Propeller aircraft engines – piston aircraft engines, which create thrust by rotating the propeller, as well as combined aircraft engines, provided that the thrust created by the propeller is more than 50% of the total (equivalent) engine thrust.

Jet aircraft engines are direct-reacting thermal engines that convert the energy of the fuel into the kinetic energy of the gas jet flowing out of the engine – causing a reaction force directly used as the driving force – the thrust. Two types of jet engines are used in aviation: air-jet engines (AIR), which use atmospheric air oxygen to burn the fuel; rocket engines (RD), which use oxidizer transported by the aircraft itself to burn the fuel.

Combined (mixed) aircraft engines – creating thrust, consisting of the reaction force of the flow of combustion products, flowing out of the engine, and the thrust created by conventional or special propeller (propeller fan). The main types of combined engines are: turboprop engines (TVD); double-circuit turbojet engines (DTRD); propeller-fan aircraft engines (PAF).

Turbojet, turboprop, twin-circuit and propeller-fan aircraft engines are united by a common name – gas-turbine aircraft engines (GTEs).

Aircraft engines have special requirements for reliability, specific power or thrust-to-weight ratio, specific fuel consumption, as well as for overall dimensions and shape.

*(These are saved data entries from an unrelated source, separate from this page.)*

PR #966, opened 2016-08-26
Drop foundInvalidNode check

BBosman:
Due to the usage of `continue` the `if (foundInvalidNode)` check will only ever be reached when `foundInvalidNode` is `true`, making the check (and the `foundInvalidNode` variable) obsolete.

### DIFF
--- a/src/XMakeTasks/CodeTaskFactory.cs
+++ b/src/XMakeTasks/CodeTaskFactory.cs
@@ -529,7 +529,6 @@ namespace Microsoft.Build.Tasks
         /// </summary>
         private bool ValidateTaskNode()
         {
-            bool foundInvalidNode = false;
             if (_taskNode.HasChildNodes)
             {
                 foreach (XmlNode childNode in _taskNode.ChildNodes)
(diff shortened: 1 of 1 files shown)


cdmihai:
:shipit:

Extra credit: that method as it is, does a simple thing but isn't very readable. Can you extract out an IsValidNode XmlNode -> bool method?

jasonwilliams200OK:
Probably `static bool IsValidNode()` instead? Also inverting the condition would reduce the nesting; early return.

This whole method can be transformed into something like:

```c#
private bool ValidateTaskNode()
{
    if(!_taskNode.HasChildNodes || _taskNode.ChildNodes.Any(HasInvalidNode))
    {
        return true;
    }

    _log.LogErrorWithCodeFromResources("CodeTaskFactory.InvalidElementLocation", childNode.Name, _taskNode.Name);
    return false;
}

private static bool IsInvalidNode(XmlNode node)
{
    switch (childNode.NodeType)
    {
        case XmlNodeType.Comment:
        case XmlNodeType.Whitespace:
        case XmlNodeType.Text:
            // These are legal, and ignored
            continue;
        case XmlNodeType.Element:
            if (childNode.Name.Equals("Code", StringComparison.OrdinalIgnoreCase) || childNode.Name.Equals("Reference", StringComparison.OrdinalIgnoreCase) || childNode.Name.Equals("Using", StringComparison.OrdinalIgnoreCase))
            {
                continue;
            }

            return true;
        default:
            return true;
            break;
    }

    return false;
}
```

AndyGerlicher:
@BBosman Closing since we haven't seen any update since the original request. We are willing to accept with changes such as what ghost suggested. Please do reopen if you'd like to submit again.

PR #967, opened 2016-08-26
Drop superfluous casts

BBosman:
As the return types for those methods/properties are already of the type indicated, the casts are superfluous.


cdmihai:
:shipit:

rainersigwald:
LGTM

PR #2875, opened 2018-01-18
Update ref file to match GenAPI results

mfilippov:


mfilippov:
It's strange locally I have this change when build Full framework version.

rainersigwald:
IIRC that symbol is exported only for Debug builds. It's pretty annoying that it toggles back and forth, though.

mfilippov:
@rainersigwald Thanks for the information.

PR #2878, opened 2018-01-18
Ensure *.CopyComplete file gets removed on Clean

radical:
The @(CopyUpToDateMarker) file is not added to @(FileWrites), so it gets
left behind after a Clean.

https://bugzilla.xamarin.com/show_bug.cgi?id=58174
- This is a Xamarin.Android bug, but the same issue is reproducible with
  regular .net projects too

### DIFF
--- a/src/Tasks/Microsoft.Common.CurrentVersion.targets
+++ b/src/Tasks/Microsoft.Common.CurrentVersion.targets
@@ -4308,7 +4308,9 @@ Copyright (C) Microsoft Corporation. All rights reserved.
          input to projects that reference this one. -->
     <Touch Files="@(CopyUpToDateMarker)"
            AlwaysCreate="true"
-           Condition="'@(ReferencesCopiedInThisBuild)' != ''" />
+           Condition="'@(ReferencesCopiedInThisBuild)' != ''">
+        <Output TaskParameter="TouchedFiles" ItemName="FileWrites" />
+    </Touch>
 
   </Target>
 


src/Tasks/Microsoft.Common.CurrentVersion.targets
```diff
@@ -4310,6 +4310,10 @@ Copyright (C) Microsoft Corporation. All rights reserved.
            AlwaysCreate="true"
            Condition="'@(ReferencesCopiedInThisBuild)' != ''" />
```
rainersigwald: Could you instead do this?

```xml
     <Touch Files="@(CopyUpToDateMarker)"
             AlwaysCreate="true"
             Condition="'@(ReferencesCopiedInThisBuild)' != ''">
       <Output TaskParameter="TouchedFiles" ItemName="FileWritesShareable"/>
     </Touch>
```

That is more parallel to the copy task above, and it might be infinitesimally faster to avoid the additional implied item creation below.

radical: Yes, that is definitely better. BTW, why `*Shareable`? IIUC, this file should get removed if the project's build outputs are being removed. Please correct me if I'm wrong.

rainersigwald: You're right, use `FileWrites`, not `-Shareable`. That naming convention never really sunk in for me and I find it confusing every time I have to think about it.

radical:
Updated.

AndyGerlicher:
Looks good, thanks!

PR #2880, opened 2018-01-19
Update toolset unix script

cdmihai:
This makes build.sh -build -ci -skipTests -bootstrapOnly work.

Obsolete concepts of unrealized projects:

  • Steam Aviation Engine

In service or in operation in the past:

  • Piston aircraft engine
  • Gas turbine engine
  • Pulsejet engine
  • Turboprop engine
  • Turbofan engine
  • Air-jet engine, Jet engine
  • Rocket Engine

Promising concepts:

  • Nuclear aircraft engine
  • Aviation electric motor – has dominated aircraft modeling since the early 2000s. It has been widely used on UAVs since the mid-2000s. Light-engine manned airplanes with electric engines are being created.